» Aim of the task:
The required output is all lines below that contain the word "same".

» Available data:
Issue #947, opened 2020-07-03
Make header/footer padding consistent


rviscomi:
On the 2020 landing page, the spacing inconsistency is more obvious because there is so little main body content:

![image](https://user-images.githubusercontent.com/1120896/86488988-dfdb6a00-bd30-11ea-84b1-07889a32955e.png)

The header, body, and footer should all have the same padding. Currently the footer has less padding.

Also ensure that the spacing is consistent on mobile.

bazzadp:
Good spot. While we're looking at this, I'm still not convinced the home page should go as wide as it does, as discussed in #574 - at least for the top part. Leaves a big old empty space in the middle on ultra-wide monitors:

![Home page on ultra-wide monitor with big grey section in the middle](https://user-images.githubusercontent.com/10931297/86489493-65c0da80-bd5c-11ea-8a29-74e62e1e1dea.png)

dsadhanala:
@bazzadp what you think about, treating home page hero section changes as separate issue?

Incase if we want to include that change also part of this issue, couple of questions.
* can you help me understand the expected behavior?
* do we want to scale font and layout spacings to adapt wide screen sizes?

dsadhanala:
@rviscomi QQ, I noticed, header and footer visual treatment for internal pages(other than home page) is different, example header content set to max size of 1280, where as footer resizes based on viewport no max set. Should we keep both header and footer content resize behavior consistent?

dsadhanala:
Footer content alignment looks little odd, especially logo aligned to left and leaving whitespace on the right, then navigation links aligned center. what you think about center aligned logo to be consistent with nav links alignment? below is the screenshot for your reference.

<img src="https://user-images.githubusercontent.com/5795823/86502498-ad456780-bd58-11ea-8f29-6ed55780406c.png" width="600px" />

rviscomi:
> Should we keep both header and footer content resize behavior consistent?

Good catch, yes that sounds like a good idea.

> what you think about center aligned logo to be consistent with nav links alignment?

Yeah that looks good. Could you also center the copyright and accessibility statement text?

dsadhanala:
thanks, all above mentioned changes are pushed into this PR. https://github.com/HTTPArchive/almanac.httparchive.org/pull/951

bazzadp:
> @bazzadp what you think about, treating home page hero section changes as separate issue?
> 
> Incase if we want to include that change also part of this issue, couple of questions.
> 
[...]

PR #951, opened 2020-07-04
Make header/footer padding consistent

dsadhanala:
Make header/footer padding consistent, fix for #947
- update footer styles to use 60px same as header content for non-mobile viewports

### DIFF
--- a/src/config/2020.json
+++ b/src/config/2020.json
@@ -220,6 +220,16 @@
       "avatar_url": "https:\/\/avatars0.githubusercontent.com\/u\/1120896?v=4&s=200",
       "github": "rviscomi",
       "twitter": "rick_viscomi"
+    },
+    "dsadhanala": {
+      "name": "Durga Prasad Sadhanala",
+      "teams": [
+        "developers"
+      ],
+      "avatar_url": "https:\/\/avatars3.githubusercontent.com\/u\/5795823?s=200&v=4",
+      "website": "https:\/\/web-ui.dev",
+      "github": "dsadhanala",
+      "twitter": "dsadhanala"
     }
   }
 }
--- a/src/static/css/2019.css
+++ b/src/static/css/2019.css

» Response to this exercise:
The header, body, and footer should all have the same padding. Currently the footer has less padding.
- update footer styles to use 60px same as header content for non-mobile viewports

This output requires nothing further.